Supplied records -

PR #1699, opened 2016-08-22
ui.gadgets.editors: add editor-constrained-dim function to editor

masweeney:
This adds a function to calculate the dimensions of an editor with respect to the min/max-row/col values as discussed in issue #1697.


mrjbq7:
Merged, thanks!!

PR #1700, opened 2016-08-22
Editor Sizing

masweeney:
Hopefully the last pull request for issue #1697. The first commit shortens one of the helper functions for computing the dimension, fixes an error in computing the height. The second replaces the old `pref-dim*` with `editor-constrained-dim` so that by default editors obey their size restrictions - if it is decided that the original behavior is preferred, then this commit should be ignored.

### DIFF
--- a/basis/ui/gadgets/editors/editors.factor
+++ b/basis/ui/gadgets/editors/editors.factor
@@ -215,25 +215,22 @@ M: editor draw-gadget*
 
 <PRIVATE
 
-: row,col-dim ( font r c -- dim )
-    CHAR: x <string> swap
-    CHAR: \n <string>
-    append text-dim ;
+: col,row-dim ( font c r -- dim )
+    2array swap "m" text-dim v* ;
 
 : min-dim ( font editor -- dim )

Exercise prompt -
Return each line of the records above exactly as it reads.

Task result -
PR #1699, opened 2016-08-22
ui.gadgets.editors: add editor-constrained-dim function to editor

masweeney:
This adds a function to calculate the dimensions of an editor with respect to the min/max-row/col values as discussed in issue #1697.


mrjbq7:
Merged, thanks!!

PR #1700, opened 2016-08-22
Editor Sizing

masweeney:
Hopefully the last pull request for issue #1697. The first commit shortens one of the helper functions for computing the dimension, fixes an error in computing the height. The second replaces the old `pref-dim*` with `editor-constrained-dim` so that by default editors obey their size restrictions - if it is decided that the original behavior is preferred, then this commit should be ignored.

### DIFF
--- a/basis/ui/gadgets/editors/editors.factor
+++ b/basis/ui/gadgets/editors/editors.factor
@@ -215,25 +215,22 @@ M: editor draw-gadget*
 
 <PRIVATE
 
-: row,col-dim ( font r c -- dim )
-    CHAR: x <string> swap
-    CHAR: \n <string>
-    append text-dim ;
+: col,row-dim ( font c r -- dim )
+    2array swap "m" text-dim v* ;
 
 : min-dim ( font editor -- dim )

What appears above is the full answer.